#### Assignment:
Copy each line of the data below in which the word "saving" can be found.

=== Dataset extract ===

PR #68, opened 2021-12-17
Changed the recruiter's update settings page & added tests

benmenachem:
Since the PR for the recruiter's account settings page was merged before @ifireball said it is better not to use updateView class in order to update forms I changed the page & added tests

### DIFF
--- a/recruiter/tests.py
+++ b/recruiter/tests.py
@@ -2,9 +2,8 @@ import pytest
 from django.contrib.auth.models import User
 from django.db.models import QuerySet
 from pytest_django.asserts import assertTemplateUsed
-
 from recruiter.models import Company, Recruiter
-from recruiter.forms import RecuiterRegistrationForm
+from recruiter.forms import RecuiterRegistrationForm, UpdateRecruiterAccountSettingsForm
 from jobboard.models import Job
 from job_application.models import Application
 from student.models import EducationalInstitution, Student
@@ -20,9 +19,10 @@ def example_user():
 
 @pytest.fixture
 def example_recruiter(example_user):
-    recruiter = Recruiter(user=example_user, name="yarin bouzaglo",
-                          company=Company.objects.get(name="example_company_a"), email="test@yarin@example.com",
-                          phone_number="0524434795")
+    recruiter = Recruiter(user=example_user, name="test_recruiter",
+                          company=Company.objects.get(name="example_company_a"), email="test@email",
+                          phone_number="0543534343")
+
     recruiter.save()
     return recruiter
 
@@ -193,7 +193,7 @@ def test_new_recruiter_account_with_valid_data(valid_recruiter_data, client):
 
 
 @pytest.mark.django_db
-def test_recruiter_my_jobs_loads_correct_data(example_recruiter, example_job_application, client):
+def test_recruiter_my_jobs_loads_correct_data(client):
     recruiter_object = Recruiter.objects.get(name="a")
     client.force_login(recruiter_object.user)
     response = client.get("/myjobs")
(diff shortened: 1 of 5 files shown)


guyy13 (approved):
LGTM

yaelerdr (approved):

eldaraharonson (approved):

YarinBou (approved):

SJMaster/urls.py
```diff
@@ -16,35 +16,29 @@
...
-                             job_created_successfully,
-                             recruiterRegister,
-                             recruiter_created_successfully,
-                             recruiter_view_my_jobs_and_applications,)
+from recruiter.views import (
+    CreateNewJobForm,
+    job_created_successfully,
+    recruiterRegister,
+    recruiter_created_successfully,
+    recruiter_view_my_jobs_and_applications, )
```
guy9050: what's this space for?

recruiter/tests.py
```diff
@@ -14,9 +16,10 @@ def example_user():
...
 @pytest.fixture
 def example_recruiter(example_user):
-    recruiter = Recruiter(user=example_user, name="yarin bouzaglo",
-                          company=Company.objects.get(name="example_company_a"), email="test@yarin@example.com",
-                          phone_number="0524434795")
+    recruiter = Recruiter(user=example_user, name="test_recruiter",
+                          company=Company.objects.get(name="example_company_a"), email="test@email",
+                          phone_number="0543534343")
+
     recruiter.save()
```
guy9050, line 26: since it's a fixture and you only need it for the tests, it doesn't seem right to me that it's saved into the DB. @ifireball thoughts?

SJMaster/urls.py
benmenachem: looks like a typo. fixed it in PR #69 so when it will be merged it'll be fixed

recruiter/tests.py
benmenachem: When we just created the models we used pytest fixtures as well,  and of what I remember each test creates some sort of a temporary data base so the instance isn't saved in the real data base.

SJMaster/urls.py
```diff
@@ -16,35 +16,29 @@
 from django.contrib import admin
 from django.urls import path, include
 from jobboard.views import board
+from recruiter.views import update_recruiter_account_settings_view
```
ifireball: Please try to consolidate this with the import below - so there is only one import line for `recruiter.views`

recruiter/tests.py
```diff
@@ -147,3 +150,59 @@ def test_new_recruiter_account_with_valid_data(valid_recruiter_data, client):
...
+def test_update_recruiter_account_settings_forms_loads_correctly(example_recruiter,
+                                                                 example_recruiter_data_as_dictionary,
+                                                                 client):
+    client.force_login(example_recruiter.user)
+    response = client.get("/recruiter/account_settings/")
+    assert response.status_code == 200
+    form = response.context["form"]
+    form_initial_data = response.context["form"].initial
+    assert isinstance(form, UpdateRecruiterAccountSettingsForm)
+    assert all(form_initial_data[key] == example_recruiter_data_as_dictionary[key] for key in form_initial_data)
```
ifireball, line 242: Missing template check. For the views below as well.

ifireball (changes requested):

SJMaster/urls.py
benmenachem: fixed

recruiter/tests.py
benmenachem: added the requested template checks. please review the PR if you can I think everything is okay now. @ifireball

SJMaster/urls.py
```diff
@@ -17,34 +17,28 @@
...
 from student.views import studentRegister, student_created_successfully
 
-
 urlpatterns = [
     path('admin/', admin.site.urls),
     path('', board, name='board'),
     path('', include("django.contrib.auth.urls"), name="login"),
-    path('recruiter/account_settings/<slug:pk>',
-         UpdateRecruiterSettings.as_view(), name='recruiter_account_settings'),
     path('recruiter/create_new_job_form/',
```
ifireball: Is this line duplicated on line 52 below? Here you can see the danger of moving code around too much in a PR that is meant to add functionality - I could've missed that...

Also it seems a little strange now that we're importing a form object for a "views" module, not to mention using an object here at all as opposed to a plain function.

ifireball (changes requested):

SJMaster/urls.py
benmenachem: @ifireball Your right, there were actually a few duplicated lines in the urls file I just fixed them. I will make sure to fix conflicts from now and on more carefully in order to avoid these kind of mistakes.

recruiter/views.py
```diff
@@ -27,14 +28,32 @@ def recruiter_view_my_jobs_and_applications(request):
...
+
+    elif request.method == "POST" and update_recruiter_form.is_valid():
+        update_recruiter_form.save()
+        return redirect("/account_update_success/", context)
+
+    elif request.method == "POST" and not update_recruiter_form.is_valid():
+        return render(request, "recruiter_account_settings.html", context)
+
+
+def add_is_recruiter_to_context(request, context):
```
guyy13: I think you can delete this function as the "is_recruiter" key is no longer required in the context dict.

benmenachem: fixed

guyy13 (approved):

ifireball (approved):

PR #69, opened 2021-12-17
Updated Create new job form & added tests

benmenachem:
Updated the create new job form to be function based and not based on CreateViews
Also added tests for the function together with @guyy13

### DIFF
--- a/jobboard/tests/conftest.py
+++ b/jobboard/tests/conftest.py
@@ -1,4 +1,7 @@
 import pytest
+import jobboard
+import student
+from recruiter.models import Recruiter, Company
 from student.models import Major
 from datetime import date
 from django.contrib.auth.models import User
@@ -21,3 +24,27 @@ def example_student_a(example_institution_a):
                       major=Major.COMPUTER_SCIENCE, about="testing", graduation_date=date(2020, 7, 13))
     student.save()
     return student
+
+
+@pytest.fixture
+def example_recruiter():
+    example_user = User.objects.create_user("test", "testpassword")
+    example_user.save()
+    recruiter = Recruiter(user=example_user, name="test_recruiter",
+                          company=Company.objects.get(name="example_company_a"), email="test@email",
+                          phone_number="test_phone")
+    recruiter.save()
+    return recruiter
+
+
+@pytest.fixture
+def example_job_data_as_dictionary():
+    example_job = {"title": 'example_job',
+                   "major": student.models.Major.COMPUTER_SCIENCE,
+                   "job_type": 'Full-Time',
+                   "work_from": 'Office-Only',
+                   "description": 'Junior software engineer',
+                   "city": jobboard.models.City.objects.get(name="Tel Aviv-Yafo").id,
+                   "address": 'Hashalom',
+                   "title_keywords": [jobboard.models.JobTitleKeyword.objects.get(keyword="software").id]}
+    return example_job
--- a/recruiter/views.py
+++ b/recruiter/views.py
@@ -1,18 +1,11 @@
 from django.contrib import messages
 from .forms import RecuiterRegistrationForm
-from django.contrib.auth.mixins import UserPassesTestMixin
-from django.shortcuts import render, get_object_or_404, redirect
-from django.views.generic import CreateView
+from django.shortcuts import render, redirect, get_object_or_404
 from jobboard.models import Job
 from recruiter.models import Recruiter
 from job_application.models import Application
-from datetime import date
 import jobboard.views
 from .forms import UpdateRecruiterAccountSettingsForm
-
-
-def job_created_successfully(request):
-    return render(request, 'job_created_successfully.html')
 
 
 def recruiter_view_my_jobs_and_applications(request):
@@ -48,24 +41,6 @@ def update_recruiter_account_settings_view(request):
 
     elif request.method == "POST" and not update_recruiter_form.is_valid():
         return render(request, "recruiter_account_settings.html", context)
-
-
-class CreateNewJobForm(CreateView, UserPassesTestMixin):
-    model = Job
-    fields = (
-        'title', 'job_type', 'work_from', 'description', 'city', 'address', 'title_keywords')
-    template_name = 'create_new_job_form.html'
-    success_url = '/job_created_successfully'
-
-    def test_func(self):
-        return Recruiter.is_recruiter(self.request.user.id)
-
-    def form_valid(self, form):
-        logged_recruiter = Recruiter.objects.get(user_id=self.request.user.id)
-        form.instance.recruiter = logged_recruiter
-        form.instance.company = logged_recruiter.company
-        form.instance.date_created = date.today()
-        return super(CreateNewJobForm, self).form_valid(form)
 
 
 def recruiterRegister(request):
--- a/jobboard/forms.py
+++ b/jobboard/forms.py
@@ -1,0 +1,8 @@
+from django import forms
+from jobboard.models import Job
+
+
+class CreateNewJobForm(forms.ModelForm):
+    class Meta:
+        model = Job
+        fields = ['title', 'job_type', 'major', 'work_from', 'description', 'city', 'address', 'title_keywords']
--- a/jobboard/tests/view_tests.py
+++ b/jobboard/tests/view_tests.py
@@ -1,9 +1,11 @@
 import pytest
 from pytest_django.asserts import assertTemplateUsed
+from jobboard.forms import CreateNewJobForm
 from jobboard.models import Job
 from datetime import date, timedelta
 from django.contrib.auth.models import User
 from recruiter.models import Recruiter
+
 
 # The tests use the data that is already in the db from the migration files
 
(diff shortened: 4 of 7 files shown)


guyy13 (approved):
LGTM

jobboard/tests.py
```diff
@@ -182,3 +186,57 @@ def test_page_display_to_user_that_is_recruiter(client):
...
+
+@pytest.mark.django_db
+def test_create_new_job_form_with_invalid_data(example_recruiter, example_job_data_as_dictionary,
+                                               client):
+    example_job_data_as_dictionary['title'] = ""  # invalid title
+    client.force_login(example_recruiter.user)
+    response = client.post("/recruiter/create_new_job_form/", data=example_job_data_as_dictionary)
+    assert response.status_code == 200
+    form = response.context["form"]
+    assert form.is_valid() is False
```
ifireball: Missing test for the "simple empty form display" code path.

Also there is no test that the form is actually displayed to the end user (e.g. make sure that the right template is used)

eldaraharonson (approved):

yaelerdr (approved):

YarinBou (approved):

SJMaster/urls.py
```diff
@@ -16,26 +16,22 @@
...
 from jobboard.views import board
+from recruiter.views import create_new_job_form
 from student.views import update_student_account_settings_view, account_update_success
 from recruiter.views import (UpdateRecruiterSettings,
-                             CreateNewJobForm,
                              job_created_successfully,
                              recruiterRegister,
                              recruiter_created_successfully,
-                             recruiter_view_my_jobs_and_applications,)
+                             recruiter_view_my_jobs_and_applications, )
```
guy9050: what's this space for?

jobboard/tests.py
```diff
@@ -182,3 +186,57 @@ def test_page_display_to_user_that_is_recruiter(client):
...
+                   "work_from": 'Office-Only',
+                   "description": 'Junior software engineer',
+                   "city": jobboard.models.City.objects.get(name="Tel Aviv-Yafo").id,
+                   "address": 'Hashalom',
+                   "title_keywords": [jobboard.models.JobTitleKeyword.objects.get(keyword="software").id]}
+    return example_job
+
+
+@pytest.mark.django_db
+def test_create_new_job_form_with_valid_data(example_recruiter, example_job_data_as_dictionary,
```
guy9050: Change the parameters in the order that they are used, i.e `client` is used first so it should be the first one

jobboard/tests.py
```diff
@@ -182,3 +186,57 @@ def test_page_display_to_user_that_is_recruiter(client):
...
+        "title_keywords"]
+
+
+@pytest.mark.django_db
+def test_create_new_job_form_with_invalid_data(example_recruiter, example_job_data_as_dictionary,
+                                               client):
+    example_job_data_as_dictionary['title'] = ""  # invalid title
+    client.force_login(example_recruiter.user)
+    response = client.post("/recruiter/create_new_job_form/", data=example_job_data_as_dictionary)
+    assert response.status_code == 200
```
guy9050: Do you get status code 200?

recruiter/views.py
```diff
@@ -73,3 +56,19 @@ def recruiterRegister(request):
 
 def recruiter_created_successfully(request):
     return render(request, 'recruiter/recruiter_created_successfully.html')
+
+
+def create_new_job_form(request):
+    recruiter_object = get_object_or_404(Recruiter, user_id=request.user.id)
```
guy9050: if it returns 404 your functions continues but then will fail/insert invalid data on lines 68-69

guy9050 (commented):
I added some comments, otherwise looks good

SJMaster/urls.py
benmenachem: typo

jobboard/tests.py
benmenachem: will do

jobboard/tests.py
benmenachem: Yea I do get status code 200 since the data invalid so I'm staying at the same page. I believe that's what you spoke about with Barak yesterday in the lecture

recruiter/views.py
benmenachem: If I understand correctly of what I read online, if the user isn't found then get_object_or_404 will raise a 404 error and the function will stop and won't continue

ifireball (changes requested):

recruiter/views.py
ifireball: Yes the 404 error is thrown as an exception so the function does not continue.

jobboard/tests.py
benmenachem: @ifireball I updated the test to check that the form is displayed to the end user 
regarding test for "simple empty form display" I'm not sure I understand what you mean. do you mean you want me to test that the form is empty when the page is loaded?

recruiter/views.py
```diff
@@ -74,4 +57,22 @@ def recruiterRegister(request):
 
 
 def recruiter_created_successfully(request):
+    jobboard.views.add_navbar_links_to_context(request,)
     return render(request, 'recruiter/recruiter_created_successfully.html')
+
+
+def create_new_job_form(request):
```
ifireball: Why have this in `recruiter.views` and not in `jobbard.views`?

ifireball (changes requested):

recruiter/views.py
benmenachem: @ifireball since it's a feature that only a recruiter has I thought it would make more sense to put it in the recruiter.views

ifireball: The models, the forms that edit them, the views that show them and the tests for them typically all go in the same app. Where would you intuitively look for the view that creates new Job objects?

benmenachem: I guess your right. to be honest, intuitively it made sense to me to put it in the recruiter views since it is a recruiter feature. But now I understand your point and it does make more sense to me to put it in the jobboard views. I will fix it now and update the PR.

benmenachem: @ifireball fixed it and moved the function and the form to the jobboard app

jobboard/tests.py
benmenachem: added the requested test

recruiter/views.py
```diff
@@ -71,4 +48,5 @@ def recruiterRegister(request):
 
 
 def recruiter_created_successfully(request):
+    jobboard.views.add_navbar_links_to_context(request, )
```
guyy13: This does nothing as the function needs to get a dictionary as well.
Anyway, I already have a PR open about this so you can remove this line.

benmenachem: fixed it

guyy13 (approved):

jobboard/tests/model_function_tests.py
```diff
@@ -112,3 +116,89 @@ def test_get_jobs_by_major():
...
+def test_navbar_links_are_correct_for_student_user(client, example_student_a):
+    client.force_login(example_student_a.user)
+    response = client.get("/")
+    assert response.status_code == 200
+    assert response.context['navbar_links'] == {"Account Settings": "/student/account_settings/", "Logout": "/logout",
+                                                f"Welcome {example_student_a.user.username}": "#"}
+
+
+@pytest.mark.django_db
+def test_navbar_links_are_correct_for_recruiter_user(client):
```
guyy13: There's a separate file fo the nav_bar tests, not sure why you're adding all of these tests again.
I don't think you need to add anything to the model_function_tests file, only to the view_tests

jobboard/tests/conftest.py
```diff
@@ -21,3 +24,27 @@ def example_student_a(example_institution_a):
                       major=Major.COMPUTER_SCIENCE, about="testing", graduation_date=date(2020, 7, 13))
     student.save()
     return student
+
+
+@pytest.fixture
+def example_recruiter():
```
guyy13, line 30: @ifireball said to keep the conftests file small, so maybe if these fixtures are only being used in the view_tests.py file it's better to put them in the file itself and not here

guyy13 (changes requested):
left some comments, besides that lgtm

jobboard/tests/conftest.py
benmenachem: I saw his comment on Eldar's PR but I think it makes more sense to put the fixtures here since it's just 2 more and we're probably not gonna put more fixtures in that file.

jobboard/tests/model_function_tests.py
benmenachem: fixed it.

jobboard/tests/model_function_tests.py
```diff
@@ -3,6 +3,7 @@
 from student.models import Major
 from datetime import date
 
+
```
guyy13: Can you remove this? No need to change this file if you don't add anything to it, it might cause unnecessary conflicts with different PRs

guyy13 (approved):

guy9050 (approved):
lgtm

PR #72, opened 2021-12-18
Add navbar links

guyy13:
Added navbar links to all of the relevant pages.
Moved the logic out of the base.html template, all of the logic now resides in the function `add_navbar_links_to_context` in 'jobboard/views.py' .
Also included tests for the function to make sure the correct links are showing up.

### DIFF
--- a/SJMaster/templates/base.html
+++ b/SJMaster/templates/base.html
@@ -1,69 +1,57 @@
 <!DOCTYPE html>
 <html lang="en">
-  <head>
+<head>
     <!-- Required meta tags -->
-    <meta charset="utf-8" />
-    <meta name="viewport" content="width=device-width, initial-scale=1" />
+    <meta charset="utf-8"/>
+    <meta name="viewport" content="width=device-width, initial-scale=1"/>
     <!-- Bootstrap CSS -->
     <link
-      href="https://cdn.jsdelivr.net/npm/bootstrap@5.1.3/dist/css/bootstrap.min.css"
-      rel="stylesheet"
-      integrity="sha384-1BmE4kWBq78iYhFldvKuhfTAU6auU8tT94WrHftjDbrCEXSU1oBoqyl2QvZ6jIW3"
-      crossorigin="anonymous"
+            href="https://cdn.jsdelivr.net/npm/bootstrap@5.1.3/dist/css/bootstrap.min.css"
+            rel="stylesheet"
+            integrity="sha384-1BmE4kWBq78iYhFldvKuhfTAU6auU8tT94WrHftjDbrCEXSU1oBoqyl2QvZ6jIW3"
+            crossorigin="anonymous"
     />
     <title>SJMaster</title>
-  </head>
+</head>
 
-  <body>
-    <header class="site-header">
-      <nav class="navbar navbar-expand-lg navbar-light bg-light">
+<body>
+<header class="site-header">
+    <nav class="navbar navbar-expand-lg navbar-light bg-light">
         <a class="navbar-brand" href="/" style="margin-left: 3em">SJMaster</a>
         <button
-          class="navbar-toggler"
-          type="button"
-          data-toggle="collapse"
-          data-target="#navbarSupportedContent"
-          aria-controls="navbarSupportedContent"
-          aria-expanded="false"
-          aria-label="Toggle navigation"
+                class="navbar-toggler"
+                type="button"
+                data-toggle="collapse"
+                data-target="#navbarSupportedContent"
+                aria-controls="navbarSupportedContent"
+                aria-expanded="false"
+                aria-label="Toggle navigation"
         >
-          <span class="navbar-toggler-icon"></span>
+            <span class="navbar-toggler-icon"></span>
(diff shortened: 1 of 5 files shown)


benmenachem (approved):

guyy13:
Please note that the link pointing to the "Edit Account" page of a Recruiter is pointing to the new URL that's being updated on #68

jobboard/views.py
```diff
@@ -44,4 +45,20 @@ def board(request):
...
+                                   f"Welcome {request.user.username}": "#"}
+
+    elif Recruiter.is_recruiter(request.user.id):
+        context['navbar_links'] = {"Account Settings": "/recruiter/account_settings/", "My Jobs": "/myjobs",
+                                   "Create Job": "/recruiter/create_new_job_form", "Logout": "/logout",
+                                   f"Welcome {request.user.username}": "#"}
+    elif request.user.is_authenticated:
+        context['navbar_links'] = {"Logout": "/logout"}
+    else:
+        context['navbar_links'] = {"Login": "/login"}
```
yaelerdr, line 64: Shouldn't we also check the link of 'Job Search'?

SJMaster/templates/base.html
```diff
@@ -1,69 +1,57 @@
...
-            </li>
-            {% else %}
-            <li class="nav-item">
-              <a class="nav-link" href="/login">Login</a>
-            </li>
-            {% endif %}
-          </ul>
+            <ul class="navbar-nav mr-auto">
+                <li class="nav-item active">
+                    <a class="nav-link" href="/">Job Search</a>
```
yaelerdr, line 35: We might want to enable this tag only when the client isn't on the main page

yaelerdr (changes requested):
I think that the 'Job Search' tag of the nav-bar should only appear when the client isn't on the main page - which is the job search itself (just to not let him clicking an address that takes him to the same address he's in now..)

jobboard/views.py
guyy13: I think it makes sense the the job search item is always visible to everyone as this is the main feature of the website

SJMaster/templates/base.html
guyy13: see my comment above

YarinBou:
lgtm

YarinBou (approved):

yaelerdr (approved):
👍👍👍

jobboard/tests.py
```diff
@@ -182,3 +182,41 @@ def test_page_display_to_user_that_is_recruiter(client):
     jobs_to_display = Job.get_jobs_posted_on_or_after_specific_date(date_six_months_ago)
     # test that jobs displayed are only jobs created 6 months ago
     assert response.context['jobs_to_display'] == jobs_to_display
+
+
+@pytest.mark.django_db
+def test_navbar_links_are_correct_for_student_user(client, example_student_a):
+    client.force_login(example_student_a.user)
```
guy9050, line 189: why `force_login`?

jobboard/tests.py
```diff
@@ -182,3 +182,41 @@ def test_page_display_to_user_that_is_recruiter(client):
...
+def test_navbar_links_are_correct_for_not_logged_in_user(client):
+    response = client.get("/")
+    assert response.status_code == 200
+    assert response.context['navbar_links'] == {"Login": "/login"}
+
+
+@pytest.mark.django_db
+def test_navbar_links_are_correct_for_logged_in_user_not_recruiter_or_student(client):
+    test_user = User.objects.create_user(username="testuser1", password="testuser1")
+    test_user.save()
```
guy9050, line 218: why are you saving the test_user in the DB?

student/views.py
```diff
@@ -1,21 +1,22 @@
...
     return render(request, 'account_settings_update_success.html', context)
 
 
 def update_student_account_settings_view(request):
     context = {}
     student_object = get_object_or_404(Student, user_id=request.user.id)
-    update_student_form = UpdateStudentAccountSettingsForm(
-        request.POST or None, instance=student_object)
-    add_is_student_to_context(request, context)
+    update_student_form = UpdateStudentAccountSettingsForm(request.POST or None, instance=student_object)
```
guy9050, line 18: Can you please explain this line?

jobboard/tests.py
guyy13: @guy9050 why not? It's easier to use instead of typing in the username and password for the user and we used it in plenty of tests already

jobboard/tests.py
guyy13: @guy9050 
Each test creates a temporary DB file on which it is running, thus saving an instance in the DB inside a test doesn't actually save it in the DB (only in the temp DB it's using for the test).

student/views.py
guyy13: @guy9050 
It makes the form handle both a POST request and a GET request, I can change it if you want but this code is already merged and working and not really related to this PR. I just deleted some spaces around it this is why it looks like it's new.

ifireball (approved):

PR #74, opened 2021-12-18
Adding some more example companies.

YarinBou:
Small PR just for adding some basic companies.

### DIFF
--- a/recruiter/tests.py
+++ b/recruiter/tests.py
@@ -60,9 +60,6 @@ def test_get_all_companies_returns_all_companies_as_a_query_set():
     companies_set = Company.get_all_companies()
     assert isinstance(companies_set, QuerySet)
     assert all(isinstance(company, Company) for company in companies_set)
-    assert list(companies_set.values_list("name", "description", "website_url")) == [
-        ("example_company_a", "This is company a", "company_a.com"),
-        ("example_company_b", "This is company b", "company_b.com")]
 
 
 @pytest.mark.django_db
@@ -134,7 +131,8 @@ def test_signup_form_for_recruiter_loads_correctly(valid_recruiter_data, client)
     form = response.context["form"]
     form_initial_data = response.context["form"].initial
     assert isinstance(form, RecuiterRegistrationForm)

===

#### Completed exercise:
guy9050, line 218: why are you saving the test_user in the DB?
Each test creates a temporary DB file on which it is running, thus saving an instance in the DB inside a test doesn't actually save it in the DB (only in the temp DB it's using for the test).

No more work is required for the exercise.